Dans le cadre de cet accord, l'Etat souhaite imposer des sanctions contre les médecins pratiquant des dépassements "abusifs". Il demande que les dépassements n'excèdent pas 150% du tarif Sécu, soit 70 euros pour une consultation de spécialiste à 28 euros. Par ailleurs, un marché est proposé aux médecins de secteur 2 : ils acceptent un "contrat d'accès aux soins" plafonnant les dépassements à 100%, en contrepartie d'avantages sociaux identiques à ceux des médecins de secteur 1. Des propositions vivement rejetées par la base des organisations syndicales de médecins libéraux.

Acte 2 : l'annonce de l'échec

Après plus de dix-sept heures d'âpres négociations, les participants sortent épuisés de la réunion et annoncent son échec, mardi 23 octobre vers 13h45. Frédéric Van Roekeghem, directeur de l'assurance-maladie, annonce à la presse que les discussions ont fait chou blanc, assurant que la Cnam était allée "au bout de ce qu'elle pouvait proposer". Dans le camp adverse, Michel Chassang, représentant de la CSMF, dénonce des "négociations piégées par le cadre" : "rester dans une même salle génère des frustations et n'est pas propice"

"On est passés très près d’un accord unanime paraphé par l’ensemble des syndicats, chose unique", déclare également Michel Chassang. "Mais on a demandé beaucoup aux médecins : qu'ils modèrent leurs honoraires, que ceux qui les dépassent de façon abusive subissent des sanctions jusqu'au déconventionnement… Alors que les autres partenaires ne se sont pas engagés." Les médecins pointent alors du doigt les complémentaires santé, accusées de n'êtreet préviennent : la réaction de leur base ne sera pas positive après cet échec.

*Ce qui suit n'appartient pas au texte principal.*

PR #7491, opened 2017-09-26
Update the tech note on reduce intents

vasslitvinov:
Bringing it up-to-date with the current master and the current thinking.

For example, all Open Issues that were listed there are resolved
right now, so I removed them.

While there, touched CHIP 10 to follow up on Lydia's feedback on #7477
by adding another "must" and re-filled that paragraph.

### DIFF
--- a/doc/rst/technotes/reduceIntents.rst
+++ b/doc/rst/technotes/reduceIntents.rst
@@ -18,22 +18,25 @@ As with any forall intent, a reduce intent can be specified on any
 *outer variable* - that is, a variable used within the body of a
 forall loop and declared outside that loop.  References to such a
 variable within the loop implicitly refer to the corresponding formal
-argument of the task function or the leader iterator.
+argument of the task function created by the parallel iterator.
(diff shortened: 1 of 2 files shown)


doc/rst/technotes/reduceIntents.rst
```diff
@@ -73,7 +81,7 @@ Increment ``x`` in the loop -- counts the number of iterations:
 
  .. code-block:: chapel
 
-  var x = 5;
+  var x = 0;
   forall myIterator() with (+ reduce x) {
     x += 1;
   }
```
bradcray: The writeln() that follows this loop no longer seems accurate due to the non-zero initial value of 'x'.

vasslitvinov: I changed the initial value for 'x' from 5 to 0, so this should be correct now. ?

bradcray: Oh wait, I read the diff backwards.  Nevermind.

PR #7496, opened 2017-09-27
Change LLVM dump() to print()

dmk42:
Beginning with LLVM 5, the dump() methods are no longer exposed for non-debug builds.  This change switches to using print() instead.

A lot of the LLVM community didn't know this (myself included) but dump() was only intended as something that could be run from inside gdb.  That is why it is now stripped from non-debug builds.

The print() methods take varying numbers of arguments depending on what is being printed.  The last argument is `isForDebug` which needs to be set to `true` to duplicate what we used to get from the dump() methods.

This change is sufficient to get LLVM 5 to work without setting CHPL_LLVM_DEVELOPER.  However, it will conflict with some of the files that @mppf is changing with the llvm-wide-opt PR.  Therefore, I will submit this PR as a record of what needs to be done, and then close it to get out of the way.

Passes full local testing with and without `--fast`, except for known errors in fft optimization that will need to be investigated (documented in #7246 ).

### DIFF
--- a/compiler/util/llvmAggregateGlobalOps.cpp
+++ b/compiler/util/llvmAggregateGlobalOps.cpp
@@ -49,6 +49,7 @@
 
 #include "llvm/Pass.h"
 #include "llvm/Support/raw_ostream.h"
+#include "llvm/Support/Debug.h"
 #include "llvm/ADT/SmallSet.h"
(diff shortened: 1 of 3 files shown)


dmk42:
Closing to get out of @mppf 's way.

PR #7497, opened 2017-09-28
Fix bug where string assignment did not always add terminating zero byte

### LINKED ISSUE #7352: Issue recasting array value to integer over 5 digits
### Summary of Problem
Passing array to subroutine, which are string values (but numbers)

In subroutine, if I attempt to recast the Array[x] values directly to int(64) variables, and the numeric value is over 9999, the operation fails with:
unexpected character "l" when converting from string to int(64)  **(lowercase L)

If I put the string value in an intermediate string variable, the operation works as expected.

### Steps to Reproduce
Array containing string values "1001","3004","10004" (or pick your own). If any value of Array is over 9999, error is observed.

Fails with error:
testSub(A) {
   var a1 int = A[1] int;
   var a2 int = A[2] int;
   var a3 int = A[3] int;   (ERROR HERE)
}

Works:
testSub(A) {
   var as1 string = A[1];
   var as2 string = A[2];
   var as3 string = A[3];
   var a1 int = as1 int;
   var a2 int = as2 int;
   var a3 int = as3 int;
}

**Compile command:**
chpl -o test test.chpl   (same with --fast)

**Execution command:**
./test

### Configuration Information
- Output of `chpl --version`: chpl Version 1.15.0
- Output of `$CHPL_HOME/util/printchplenv --anonymize`: bash: CHPL_TARGET_PLATFORM:: command not found
- Back-end compiler and version, e.g. `gcc --version` or `clang --version`: gcc (GCC) 7.2.0
- (For Cray systems only) Output of `module list`:
Platform: Linux64 on Arch Linux

mppf:
The string assignment function (really in reinitString) wasn't setting the null
terminator at the end of a string in certain cases.

The included new test demonstrates the previous bug and now passes.

Closes #7352.

- [x] full local testing
- [x] valgrind testing of test/types/string
- [x] tested test/types/string with GASNet


daviditen:
Looks good to me.

PR #7501, opened 2017-09-28
Use paratest to speed up long running nightly chapcs jobs

ronawho:
Use paratest for gasnet everything/fast testing and increase the amount of
oversubscription we do valgrind. chapcs is our main dev/testing platform.
Speeding up nightly testing will let us fully utilize the system for our own
development paratests earlier in the day.


ronawho:
@benharsh quick sanity check?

Acte 3 : le gouvernement fait reprendre les négociations

A 14h15, les participants déçus changent subitement de mine. Les négociations pourraient en fait reprendre. Confirmation une heure plus tard par la voix de Frédéric Van Roekeghem : "Nous étions tout près d'un accord, trois points restent en suspens. Donc, dans ce contexte, nous reprenons les négociations avec l'ensemble des syndicats." Comme le détaille un journaliste du Figaro sur Twitter, certains participants avaient déjà quitté la salle au moment de ce revirement.

 

Selon Michel Chassang, cité par l'AFP, les représentants des médecins sont revenus à la table des négociations à la demande du gouvernement. L'exécutif souhaite donc à tout prix obtenir un accord.

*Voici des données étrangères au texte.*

PR #7514, opened 2017-09-30
Close leaks due to LocRadCache objects

bradcray:
It appears that we have not been cleaning up LocRadCache objects
in our Block, Cyclic, Stencil distributions.  Doing so seems to
be as easy as creating a deinit() routine that frees them if
they're non-`nil` on the local array descriptors.  This takes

Acte 4 : un accord, pour finir en beauté

Finalement, le souhait gouvernemental est exaucé. Peu après 17 heures, Frédéric Van Roekeghem déclare avec un certain soulagement que "quatre syndicats [SML, Le Bloc, FMF et CSMF] ont signé un relevé de conclusions qui dit que cet accord convient. Nous avons clarifié les points qui restaient en suspens. Nous avons les bases d'un accord qui me semble acceptable et maintenant il faut le mettre en œuvre." Le relevé de conclusions doit être soumis au cinquième syndicat, MG France, dont le président, Claude Leicher, n'avait pas pu être présent. Mais Michel Chassang s'est d'ores et déjà réjoui de cet accord "qui serait, pour la première fois et c'est historique, unanime au sein du corps médical".

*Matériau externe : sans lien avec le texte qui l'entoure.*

PR #7515, opened 2017-09-30
Fix memory leak caused by "".join(("",""))

cassella:
This currently results in returning a string with len 0 but buf[]
allocated and _size > 0.  The len being 0 results in isEmptyString()
returning true, so deinit() doesn't free the buf[].

Avoid this by handing a resulting joinedSize 0 as a special case, and
return a real empty string.

This fixes the leak in test/types/string/psahabu/join-tuples.chpl

### DIFF
--- a/modules/internal/String.chpl
+++ b/modules/internal/String.chpl
@@ -890,6 +890,9 @@ module String {
         var joinedSize: int = this.len * (S.size - 1);
         for s in S do joinedSize += s.length;
 
+        if joinedSize == 0 then
+          return '';
+
         var joined: string;
         joined.len = joinedSize;
         const allocSize = chpl_here_good_alloc_size(joined.len + 1);


cassella:
I don't know if this is the best way to fix it, v.s. some other adjustment to the resulting string, and/or maybe changing ``isEmptyString`` to only consider ``buf`` or ``_size``, not ``len``.

I verified the leak is fixed in ``test/types/string/psahabu/join-tuples.chpl``. 
``start_test test/types/string`` reported no errors.

cassella:
(whoops, force push to fix the name of the test in the commit message.)

benharsh:
Testing on my end looks good. This actually fixes three leaks:
- types/string/kbrady/join.chpl
- types/string/psahabu/join-tuples.chpl
- types/string/psahabu/join-varargs.chpl

Thanks!

PR #7516, opened 2017-10-02
Adjust cpp-lines test to tolerate environment variable being set

mppf:
In some testing configurations, the perftools-base module is setting
CHPL_CG_CPP_LINES=1. That was causing failures for noCppLines.

This commit makes this test more robust by passing --no-cpp-lines
which has the effect of overriding the environment variable.

While there, made these tests .noexec since the only useful thing being
tested here is whether or not #line numbers were emitted in the generated C,
and that doesn't require that the program be run.

### DIFF
--- a/test/compflags/shannon/cpplines/cppLines.good
+++ b/test/compflags/shannon/cpplines/cppLines.good
@@ -1,2 +1,1 @@
-m = 10
 NOTE: #line directives were generated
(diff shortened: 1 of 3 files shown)


awallace-cray:
Fine by me, from a release-management point of view.

mppf:
@ronawho has another strategy he likes better, so closing this PR.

Les complémentaires santé n'étaient pas revenues à la table des négociations après l'interruption de l'après-midi, mais selon le directeur de l'assurance-maladie, des discussions bilatérales vont avoir lieu avec l'Unocam, l'organisme regroupant les complémentaires. L'objectif sera d'"examiner" leur implication dans cet accord, que les médecins souhaitent plus importante. Frédéric Van Roekeghem a en outre précisé que les syndicats médicaux devaient encore soumettre ce texte à leurs instances pour le valider. Les dernières étapes d'une négociation conclue au forceps.